**Data**
PR #581, opened 2026-07-13
feat(wlib.toKdl): add custom value to support literal regex props

iynaix:
Adds an `_raw` attribute to be able to use raw literals in kdl, e.g.

```nix
excludes = [  { app-id._raw = "^org\.telegram\.desktop$"; } ];
```

to produce

```kdl
exclude app-id=r#"^org\.telegram\.desktop$"#
```

as show in the [niri docs](https://niri-wm.github.io/niri/Configuration%3A-Window-Rules.html#title-and-app-id)

Fixes https://github.com/BirdeeHub/nix-wrapper-modules/discussions/566

### DIFF
--- a/lib/toKdl.nix
+++ b/lib/toKdl.nix
@@ -19,7 +19,8 @@ let
                 res = lib.fix v;
               in
               lib.optionalString (res ? type) "(${toString res.type})"
-              + lib.optionalString (res ? content) "${toJSON res.content}"
+              + lib.optionalString (res ? content && !res ? custom) "${toJSON res.content}"
+              + lib.optionalString (res ? custom) res.custom
             else if isAttrs v || isList v then
               toJSON (toJSON v)
             else
--- a/ci/checks/toKdl.nix
+++ b/ci/checks/toKdl.nix
@@ -61,6 +61,17 @@ let
       };
     }
     {
+      description = "function with props custom content";
+      expected = ''"h" "k"=r#"v"#'';
+      actual = toKdl {
+        h = _: {
+          props = {
+            k = _: { custom = ''r#"v"#''; };
+          };
+        };
+      };
+    }
+    {
       description = "function with content only";
       expected = "\"i\"  {\n  \"j\" 1\n}";
       actual = toKdl {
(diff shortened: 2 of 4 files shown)


BirdeeHub:
I feel like there is a way to do it already with the custom content thing, but having a dedicated way to do specifically these should be in the spec. Will need to pull this branch and look at the code locally for this one, toKdl ended up being a fairly complex thing

iynaix:
I didn't know custom content existed :sweat_smile: . I gave it a try with:

```nix
{
  excludes = [
    {
      app-id = _: { content = "r#\"^org\.telegram\.desktop$\"#""; };
    }
  ];
}
```

which looks like it should work; but unfortunately because of the `"${toJson res.content}"`, it escapes the quotes again and produces

```kdl
exclude app-id=r#\"^org\.telegram\.desktop$\"#
```

in the output file.

BirdeeHub:
yeah the custom one is only at the node level not the value level. The value level doesn't have that, I didn't realize it would be required, but it does accept a function form too, either to omit it, or to add a type annotation for stuff in props.

But, if we want to add one of these raw things and do it at the block level, we should probably add it to that there, like

```nix
{
  excludes = [
    {
      app-id = _: {
        raw = true;
        content = ''^org\.telegram\.desktop$'';
      };
    }
  ];
}
```

Because otherwise it is ambigous as to if this is a block which contains `_raw "somesstring"` as an item in it or a raw string unless it is in the props section explicitly

Unfortunately this is also more verbose. So maybe instead of `raw = true;` we could provide a `custom` field there instead or in addition, and then it could be the following instead, which I feel is an acceptable level of verbosity to avoid ambiguity?

```nix
{
  excludes = [
    {
      app-id = _: { custom = ''r#"^org\.telegram\.desktop$"#''; };
    }
  ];
}
```

iynaix:
Yes, I agree that `_: { custom = ''r#"^org\.telegram\.desktop$"#'';`  is cleaner, and more generic as well. I've updated the implementation to use that instead. The implementation also turns out to be simpler and feels less "hacky".

lib/toKdl.nix
```diff
@@ -20,6 +20,7 @@ let
               in
               lib.optionalString (res ? type) "(${toString res.type})"
               + lib.optionalString (res ? content) "${toJSON res.content}"
```
BirdeeHub:
```suggestion
              + lib.optionalString (res ? content && ! res ? custom) "${toJSON res.content}"
```

Should we make custom override content instead of producing invalid output when someone supplies both by mistake?

Otherwise yes this is how I would do it and it looks good to me.

iynaix: Agreed, made the change.

Issue #582, opened 2026-07-15
fish: abbreviations should be position "command" instead of "anywhere" by default


iynaix:
It seems rather odd that the default position for abbreviations would be `anywhere`, since I imagine the majority of abbreviations the people use are not meant to be expanded anywhere, or at least that's the case for me.

Home-manager has it defaulted to `command` https://github.com/nix-community/home-manager/blob/a45a7c451455a51ae740ec3bce4024b312809c29/modules/programs/fish.nix#L187

@ormoyo

ormoyo:
When I made the fish module, it was the first month I started using fish. 
I didn't know many of the fish conventions.

Thanks for the suggestion ;)

PR #583, opened 2026-07-16
fix(wrapperModules.fish): fix abbreviation argument order

iynaix:
Currently, doing

```nix
abbreviations = {
  "--help" = {
    expansion = "--help | bat --plain --language=help";
    position = "anywhere";
  };
};
```

generates

```fish
abbr --add --help  --position anywhere    "--help | bat --plain --language=help"
```
which results in `abbr --help` being called instead of the abbreviation being set.

This fix changes it to generate the following instead.

```fish
abbr --add  --position anywhere    -- --help "--help | bat --plain --language=help"
```

I've also wrapped the shellAliases and abbreviations to only be evaluated in interactive shells. Any output produced by fish breaks completion generation, since it gets prepended to the python completion generator: https://github.com/NixOS/nixpkgs/blame/6368bc923cec55a5f78960ade0cb4dd99580e087/nixos/modules/programs/fish.nix#L273

I've also set the abbreviation position to "command" as outlined in #582. If this is not desired, I can remove this change.

@ormoyo

### DIFF
--- a/wrapperModules/f/fish/module.nix
+++ b/wrapperModules/f/fish/module.nix
@@ -468,10 +468,9 @@ in
 
         mkAbbrStr =
           abbr:
-          (foldl' (
-            acc: elem: acc + " " + (mkAbbrArg elem abbr)
-          ) "abbr --add ${abbr.word} ${mkCursorArg abbr}" abbrArgs)
-          + optionalString (abbr.function == null) " \"${abbr.expansion}\"";
+          (foldl' (acc: elem: acc + " " + (mkAbbrArg elem abbr)) "abbr --add ${mkCursorArg abbr}" abbrArgs)
+          + " -- ${abbr.word}"
+          + optionalString (abbr.function == null) " ${lib.escapeShellArg abbr.expansion}";
 
         abbrs = concatStringsSep "\n" (map mkAbbrStr (attrValues cfg.abbreviations));
         aliases = concatStringsSep "\n" (
@@ -485,9 +484,11 @@ in
         pluginCompletions
         customPluginSources
         customPluginCompletions
+        "if status is-interactive"
         aliases
         abbrs
         completions
+        "end"
         cfg.configFile.content
       ]);
   };
--- a/wrapperModules/f/fish/module.nix
+++ b/wrapperModules/f/fish/module.nix
@@ -45,7 +45,7 @@ let
             "anywhere"
             "command"
           ];
-          default = "anywhere";
+          default = "command";
           description = ''
             The scope of the abbreviation.
 


BirdeeHub:
Thank you for the fixes and the continuing support.

I am not sure about changing the default. if you have an abbreviation in command position only, is that meaningfully different from an alias? If not, I would like to keep it as is, otherwise sure I guess we can change it but I would like to not do changes like that too often because we can't easily make a deprecation warning for that one.

Other than that, looks good to me, so either we change the default or not, but the rest is ready for merge.

iynaix:
I understand not wanting to change the default, but it's really unfortunate since that would mean having to add `position = command` to pretty much all the abbrs. Yes, it's pretty much an alias that expands when used, so the history shows the actual command instead of the alias.

The default is for --position is command:
https://fishshell.com/docs/current/cmds/abbr.html#add-subcommand

A quick search also shows that the main usage is to use the default --position:
https://github.com/search?q=path%3Aconfig.fish+abbr+--add&type=code
For --position anywhere
https://github.com/search?q=path%3Aconfig.fish+abbr+--add+--position+anywhere&type=code

BirdeeHub:
That definitely seems like there is precedent for using command as a default in more than just home manager.

> since that would mean having to add position = command to pretty much all the abbrs

They still work in command position when using anywhere, so theoretically you could leave them like that and still use them the same way? Although you might then have unintended expansions, so that is definitely a reason why one would have to be more specific.

Ultimately, I don't use fish, it doesn't matter to me, and I understand why one would want to match convention about this to some degree. I am OK with changing the default I just don't want to do it for no reason so I figured I would ask for more info about it and the reasoning for it.

---

Also, you can use type-merging to do something like this to change the default for one's own module (this particular snippet is untested, but I know type-merging works with the spec type, so minus syntax mistakes this would work, you declare the option again with the same type but a different submodule passed to it, which gets merged in with the existing submodule for that type which was already declared elsewhere)

```nix
{ pkgs, lib, wlib, config, ... }: {
  imports = [ wlib.wrapperModules.fish ];
  options.abbreviations = lib.mkOption {
    type = lib.types.attrsOf (wlib.types.spec {
      config.position = lib.mkDefault "command";
    });
  };
}
```

That being said, type-merging is also a little known feature of the nixpkgs module system which is not always easy to understand. So, picking the best default we can for the base module is always good as it isn't something we can rely on the user to figure out.

iynaix:
I guess it could be left as it is, since it's only triggered if the abbreviation is a standalone word followed by a space / enter. It just irks me since it doesn't follow the "principle of least astonishment" by deferring from the fish default.

I did not know about type merging, maybe I'll do that instead of patching it out instead.

PR #586, opened 2026-08-01
feat(wrapperModules.yazi): support init.lua

Treeniks:
I wanted to make use of yazi's [builtin session plugin](https://yazi-rs.github.io/docs/dds#session.lua) but found no way to set code for the `init.lua` file, so I added a new option for it, mimicking home-manager's `programs.yazi.initLua`.

### DIFF
--- a/wrapperModules/y/yazi/module.nix
+++ b/wrapperModules/y/yazi/module.nix
@@ -434,6 +434,20 @@ in
       };
     };
   };
+  options.initLua = lib.mkOption {
+    default = null;
+    description = ''
+      Content of the init.lua file.
+    '';
+    type = lib.types.nullOr (lib.types.either lib.types.path lib.types.lines);
+    example = lib.literalMD ''
+      ```lua
+      require("session"):setup {
+        sync_yanked = true,
+      }
+      ```
+    '';
+  };
   options.generatedConfig.output = lib.mkOption {
     type = lib.types.str;
     default = config.outputName;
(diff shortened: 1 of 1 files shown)


BirdeeHub:
This is good, but maybe we could do slightly better, in that we could use wlib.types.linkable and then check, and link instead of builtins.readFile, and that way we could accept an impure path?

Treeniks:
There aren't many examples on how to use `wlib.types.linkable` but I think I got it.

BirdeeHub:
Yeah that looks right, sorry I probably should have explained better.

wrapperModules/y/yazi/module.nix
```diff
@@ -520,6 +534,14 @@ in
         theme = config.settings.theme;
         vfs = config.settings.vfs;
         package = config.settings.package;
+      }
+    )
+    // {
+      initlua = lib.mkIf (config.initLua != null) {
+        relPath = "${config.binName}-config/init.lua";
```
BirdeeHub, line 541:
```suggestion
        relPath = lib.mkOverride 0 "${config.binName}-config/init.lua";
        output = lib.mkOverride 0 config.generatedConfig.output;
```

Also, I just realized, the above mapping expression does this, so we should do it in this bit too.

Setting output means that even if you wanted to put the config in a separate derivation output, the whole config will still stay together, and the lib.mkOverride 0 prevents it from being overridden individually.

We could debatably swap the lib.mkOverride 0 for lib.mkForce or just remove the lib.mkOverride 0, but we should do it for all of them if we do that, and we should definitely still set output. There is an option to change it for the whole generated config, so it seemed like a good idea to do the override to make sure it follows that option.

Other than that, all good to go!

PR #590, opened 2026-08-15
feat(wrapperModules.hypridle): init

jonas-elhs:
- Added me as maintainer
- Extracted `toHyprconfValue` from hyprlock module to lib
- Added hypridle module

Note: this module does not create a systemd service for example that automatically starts hypridle, should I add a comment for that in the module?

### DIFF
--- a/lib/lib.nix
+++ b/lib/lib.nix
@@ -721,6 +721,56 @@ in
   toKdl = import ./toKdl.nix { inherit lib wlib; };
 
   /**
+    Converts a Nix value to a Hypr conf string.
+
+    Parameters:
+    - `attrs`: Attrset of hypr conf keywords assigned either a value (string, boolean, number), a list of such values or an attrset that has the same structure:
+        value: a keyword statement is generated (https://wiki.hypr.land/0.54.0/Configuring/Keywords/)
+        list: for each value a separate keyword statement is generated
+        attrset: a section to configure variables is generated (https://wiki.hypr.land/0.54.0/Configuring/Variables/)
+    - `indentLevel`: (optional, default: 0) Start at a custom indent level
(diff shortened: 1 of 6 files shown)


FluxZA:
Thanks for submitting this. I think it would be good to specify that this wrapper doesn't handle the systemd integration. You could add it to the `pre` section of `meta.description` to display it as a section at the start of the module's docs.

As an aside, we are currently working on the systemd implementation for wrappers, so that is something that you could make use of soon if you did want to manage the service or give users the option to do so.

jonas-elhs:
I have now adapted the new systemd module and it works!
Is there a way however to access the wrapped executable from inside the wrapper module, because currently I have to use the unwrapped `hypridle` program in the `ExecStart` field of the systemd service?

BirdeeHub:
`config.wrapperPaths.placeholder`

https://birdeehub.github.io/nix-wrapper-modules/lib/core.html#wrapperpathsplaceholder

You could also do `${placeholder "out"}/bin/hypridle` but then if they changed the name it wouldn't follow it, there is a variable to target for a reason :smile:

(this is also why I am such a stickler for making sure placeholders work in all the options and not introducing unnecessary intermediate derivations, for things like this where you want to reference a path inside the final wrapper derivation)

It is also good to note that you cannot use `config.wrapper` to build a service file which goes inside `config.wrapper`, hence the use of the placeholders.

BirdeeHub:
Also, sorry about taking a while to get to this.

I took a 3 week unannounced mental health break from the project and a lot stacked up, and there are several hyprland related modules so I want to see what things I will need to think about deduplicating and stuff. So I will review them somewhat together, or at least in sequence

jonas-elhs:
Thanks for the answer :) and take all the time you need

PR #594, opened 2026-08-23
feat(lib.escapeShellArgsWithEnv): init

AlexLov:
This adds complementary function `escapeShellArgsWithEnv` (it's Args) to run `escapeShellArgWithEnv` function against a list of strings and concatenate the result with " " (space) as separator.

Works exact same way `escapeShellArgs` works with `escapeShellArg`.

### DIFF
--- a/lib/lib.nix
+++ b/lib/lib.nix
@@ -328,6 +328,29 @@ in
   escapeShellArgWithEnv = arg: ''"${lib.escape [ ''\'' ''"'' ] (toString arg)}"'';
 
   /**
+    Escape all shell arguments while preserving environment variable expansion.
+
+    Technically just applies escapeShellArgWithEnv to each element of list and
+    concatenate them with " " (space) as separator.
+    Useful to make shell command with arguments from a list.
+
+    # Type
+
+    ```
+    escapeShellArgs :: [String] -> String
+    ```
+
+    # Examples
+
+    ```nix
+    escapeShellArgsWithEnv [ "install" "$HOME/config.txt" "$XDG_CONFIG_HOME/app/config.txt" ]
+
+    => "install \"$HOME/config.txt\" \"$XDG_CONFIG_HOME/app/config.txt\""
+    ```
+  */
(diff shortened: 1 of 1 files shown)


BirdeeHub:
Im still not super sold on the base escapeShellArgWithEnv function to be honest. It is useful sometimes but there are circumstances where it breaks down I think. So I am less sure about how necessary this one is to add on top of it, when it is simply `builtins.concatStringsSep " " wlib.escapeShellArgWithEnv`.

Most of the places in the library that accept an escaping function accept one which escapes a single value, needing more would mean you are putting more than 1 thing in 1 option, and that often has some custom logic to do anyway.

Is this something you find yourself using constantly? I would be interested to hear where you are needing this often enough to have a builtin helper for this.

AlexLov:
It's not that I need it constantly. But once I need to use the same code at least twice, I decided that it's worth a function.
Of course, I can have this function in my own configuration, just thought it would be good to contribute back to the awesome project.
Currently I use it in configuration of my wrapped git like this (simplified version):
```nix
settings.difftool = let
  difftasticArgs = [
    "$LOCAL"
    "$REMOTE"
  ];
in {
  "difftastic".cmd = escapeShellArgsWithEnv ([
    (lib.getExe' config.wrappers.difftastic.wrapper "difft")
  ] ++ difftasticArgs);

  "difftastic-inline".cmd = escapeShellArgsWithEnv ([
    (lib.getExe' config.wrappers.difftastic.wrapper "difft")
    "--display=inline"
  ] ++ difftasticArgs);
};
```

BirdeeHub:
Ill see how I feel about it after I get to more of these PRs

The main issue, is that it just isn't a very good escaping function to begin with. I'm pretty sure there are several edge cases where it just doesn't work. Honestly for most of the options I just use `toString` or `lib.id` for the esc-fn field and escape stuff how I want usually when I need something unescaped. So I am not really sure I want to add a helper to make it easier to use, I kinda would prefer if I hadn't added it in the first place somewhat.

This function, and the `wlib.types.file` one, they did get rewritten but, they didnt get removed when I rewrote the repo this one was based on. I should probably have just not added them, but here we are.

PR #595, opened 2026-08-23
fix(wrapperModules.ghostty): fix evaluation warning about stdenv.isDarwin

AlexLov:
Fixes annoying evaluation warning:
```
evaluation warning: stdenv.isDarwin is deprecated, use stdenv.hostPlatform.isDarwin instead
```


BirdeeHub:
LGTM! Thanks!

**Required work**
In the records above, how many lines hold the string "linkable"? Give the number only.

**Written solution**
2